CasTabDetectoRS: Cascade Network for Table Detection in Document Images with Recursive Feature Pyramid and Switchable Atrous Convolution

CasTabDetectoRS: Cascade Network for Table Detection in Document Images with Recursive Feature Pyramid and Switchable Atrous Convolution
Khurram Azeem Hashmi, Alain Pagani, Marcus Liwicki, Didier Stricker, Muhammad Zeshan Afzal
Journal of Imaging (MDPI J) 7 10 Seiten 214-237 MDPI 10/2021 .

Abstract:
Table detection is a preliminary step in extracting reliable information from tables in scanned document images.

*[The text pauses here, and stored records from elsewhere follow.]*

PR #429, opened 2020-11-04
Native Simulator: state prep emulation - part 2 (partial state injection)

irinayat-MS:
This PR completes the native side of state emulation. The remaining work is calling it from the libraries.

Added two micro benchmarks to compare perf of state injection between partial/total injection and quantum state preparation. 
The benchmarks show that it is worth handling total state injection separately and that compared to preparing the same state using quantum operations (assuming they are finalized) there is a considerable win (x10) when injecting state that touches many basis vectors and a slight win (~10%) when injected state is sparse.

The results of the benchmarks raise the following questions:
- can the current implementation of state injection be improved and is it worth pursuing? (e.g. it might improve injection perf if the API is changed/extended to support sparse state vectors rather than passing in all amplitudes, pass in an array of non-zero amplitude indexes and array of the corresponding values)
- what states are good candidates for benchmarking this feature? are the two cases representative enough?

For the overall perf numbers we should also measure how much time state injection would save on Q# side (decomposing the state into quantum operations, etc.) 
 
== below section is outdated (the benchmarks didn't flush after quantum ops) ==
The conclusion is that total injection is worth optimizing comparing to partial injection but for the simple cases of these benchmarks quantum state preparation _way_ outperforms state injection.

For 20 qubits typical ranges are:

Quantum state preparation:  <500 microseconds
    Total state injection:      15000 - 20000 microseconds
  Partial state injection:      30000 - 60000 microseconds

The partial state injection also shows much higher variance (probably due to more often missing caches?).


src/Simulation/Native/src/simulator/wavefunction.hpp
```diff
@@ -553,35 +553,46 @@ class Wavefunction
...
-            wfn_[i] = amplitudes[i];
+            const size_t num_states = wfn_.size();
+            std::vector<positional_qubit_id> positions = get_qubit_positions(qubits);
+            const size_t mask = kernels::make_mask(positions);
+            WavefunctionStorage wfn_new(num_states);
+
+            for (size_t basis_index = 0; basis_index < num_states; basis_index++)
+            {
+                const size_t injected_index = detail::get_register(positions, basis_index);
+                const size_t original_term = detail::set_register(positions, mask, 0, basis_index);
```
cgranade, line 592: I know they're internal and not part of the PR, but would it be possible to add some documentation comments for `get_register` and `set_register` to help explain what they do?

src/Simulation/Native/src/simulator/wavefunction.hpp
```diff
@@ -553,35 +553,46 @@ class Wavefunction
...
-        for (size_t i = 0; i < wfn_.size(); i++)
+        else
         {
-            wfn_[i] = amplitudes[i];
+            const size_t num_states = wfn_.size();
+            std::vector<positional_qubit_id> positions = get_qubit_positions(qubits);
+            const size_t mask = kernels::make_mask(positions);
+            WavefunctionStorage wfn_new(num_states);
+
+            for (size_t basis_index = 0; basis_index < num_states; basis_index++)
```
cgranade, line 589: If I understand correctly, the approach here is to:

- write out the state as Σᵢ (𝑎ᵢ |𝑖⟩ ⊗ |0⟩), where the first register is the qubits not being injected and where the second register should have the state being injected. Each 𝑎ᵢ can be found using `wfn_[detail::set_register(...)]`.
- inject the state Σᵢ 𝑎ᵢ |𝑖⟩ ⊗ |φ⟩ = Σᵢ,ⱼ (𝑎ᵢ 𝑏ⱼ |𝑖⟩ ⊗ |𝑗⟩), where |φ⟩ = Σⱼ 𝑏ⱼ |𝑗⟩ is the state to be injected and where {𝑏ⱼ}ⱼ is given by `amplitudes`. Since each term |𝑖⟩ ⊗ |𝑗⟩ is a computational basis state, that can be injected by setting the amplitudes of `wfn_new` directly for each index (𝑖, 𝑗) to be 𝑎ᵢ 𝑏ⱼ.

src/Simulation/Native/src/simulator/wavefunction.hpp
```diff
@@ -553,35 +553,46 @@ class Wavefunction
...
                 throw std::runtime_error("Cannot prepare state of entangled qubits or if they are not in state |0>");
             }
         }
 
-        // Reorder the qubits to the positions that match the wave function provided by the user.
-        for (unsigned i = 0; i < qubits.size(); i++)
+        if (qubits.size() == num_qubits_)
         {
-            qubitmap_[qubits[i]] = i;
+            // For full state injection we can simply copy the user's wave function into our store and reorder the
```
cgranade, line 574: This optimization should also hold if the subregister not being injected is in a single computational basis state. That could even possibly be extended further to use sparsity in the computational basis, perhaps?

cgranade (commented):
I didn't look at the unit tests yet, just wanted to make sure I understood the basics of the approach first and so filed a couple questions to that effect. Thanks!

src/Simulation/Native/src/simulator/wavefunction.hpp
irinayat-MS: Please see https://github.com/microsoft/qsharp-runtime/pull/428

src/Simulation/Native/src/simulator/wavefunction.hpp
alexeib2: Hmm, the bechmarking results are fairly surprising if I understand them correctly. They are not consistent with my previous state preparation experience. Can we do an experiment based on an equivalent of the following pseudo-code:
double[] v = new double[2^20]; double s2 = 0.0; for (size_t ix = 0; ix < 2^20; ix++) { 
double x= (double) rand(); s2+=x*x; v[ix]=x;} double nu = 1.0/sqrt(s2); for (size_t jx = 0; jx < 2^20; jx++) v[ jx]*=nu;}
After which we (a) feed v into the StatePreparation API and (b) feed v into the state injection API 
?
I would like to to understand where and how much time is spent in each scenario.

irinayat-MS: I believe I figured out why the micro benchmarks on the native side were skewed: the simulator was caching the quantum operations so the wave function wasn't actually being updated. After forcing the flush the numbers are much closer to the expectations:

For creating the equal superposition of all basis vectors, the injection performs similar to the quantum preparation on systems with small number of qubits (< 10) and about x5 faster for systems with 20 qubits. Partial state injection yields smaller perf boost and might be worse than quantum state preparation when injecting a state on small subsystem into a large system. Basically, we might need heuristics at the Q# library level when deciding whether to inject or to prepare.

I haven't done the plumbing yet from Q# to native to measure it but the native micro benchmarks look good to me now and I think we should proceed with this change.

src/Simulation/Native/src/simulator/wavefunction.hpp
irinayat-MS: When injecting a partial state we don't know what the complementary qubits are doing and to find out that the current wave function is sparse would require us to traverse it. And even if the current wave function is just a single term we'd still have to compute the registers before assigning the new amplitudes. Basically, I don't believe there is an optimization opportunity here but please do reactivate if I've missed your point.

src/Simulation/Native/src/simulator/wavefunction.hpp
```diff
@@ -553,35 +553,52 @@ class Wavefunction
...
+            wfn_.assign(amplitudes.begin(), amplitudes.end());
         }
-
-        // For full state injection we can simply copy the user's wave function into our store.
-        for (size_t i = 0; i < wfn_.size(); i++)
+        else
         {
-            wfn_[i] = amplitudes[i];
+            const int64_t num_states = static_cast<int64_t>(wfn_.size());
+            std::vector<positional_qubit_id> positions = get_qubit_positions(qubits);
```
swernli, line 585: This is a very minor optimization, but now this branch ends up iterating over `qubits` to convert them into positional ids, and the precheck on each entry in `qubits` above iterates over the whole list too. Perhaps this positional vector should be created at the top of the function and used in both the precheck and here?

swernli (approved):
The changes look good to me! One minor optimization is possible below, though even that is a trade-off that seems fine if it stays as-is.

src/Simulation/Native/src/simulator/wavefunction.hpp
swernli: This would be a trade-off, I suppose, and I don't know which is better: the cost of always allocating the vector to save one additional loop through the `qubits` input, or only allocating the positional vector when we need it for subsystem injection at the cost of iterating through `qubits` twice. I don't expect `qubits` to be very big, so I'm not sure which side to err on.

irinayat-MS: I honestly don't think it matters here because, as you said, qubits array isn't going to be large, but getting the positions vector before doing the prereq loop will make the loop a bit cleaner looking, so why not? :)

irinayat-MS:
@cgranade -- Chris, are you done with the review? Would you like more time to look at it before I merge?

src/Simulation/Native/src/simulator/wavefunction.hpp
```diff
@@ -552,36 +552,57 @@ class Wavefunction
...
+            }
+            wfn_.assign(amplitudes.begin(), amplitudes.end());
         }
-
-        // For full state injection we can simply copy the user's wave function into our store.
-        for (size_t i = 0; i < wfn_.size(); i++)
+        else
         {
-            wfn_[i] = amplitudes[i];
+            // The current state can be thought of as Sum(a_i*|i>|0...0>), after the state injection it will become
```
cgranade, line 584: Thanks for adding this comment block, I think that makes the logic here a lot easier to follow!

cgranade (approved):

We present CasTabDetectoRS, a novel end-to-end trainable table detection framework that operates on Cascade Mask R-CNN, including Recursive Feature Pyramid network and Switchable Atrous Convolution in the existing backbone architecture. By utilizing a comparativelyightweight backbone of ResNet-50, this paper demonstrates that superior results are attainable without relying on pre- and post-processing methods, heavier backbone networks (ResNet-101, ResNeXt-152), and memory-intensive deformable convolutions. We evaluate the proposed approach on five different publicly available table detection datasets. Our CasTabDetectoRS outperforms the previous state-of-the-art results on four datasets (ICDAR-19, TableBank, UNLV, and Marmot) and accomplishes comparable results on ICDAR-17 POD. Upon comparing with previous state-of-the-art results, we obtain a significant relative error reduction of 56.36%, 20%, 4.5%, and 3.5% on the datasets of ICDAR-19, TableBank, UNLV, and Marmot, respectively. Furthermore, this paper sets a new benchmark by performing exhaustive cross-datasets evaluations to exhibit the generalization capabilities of the proposed method.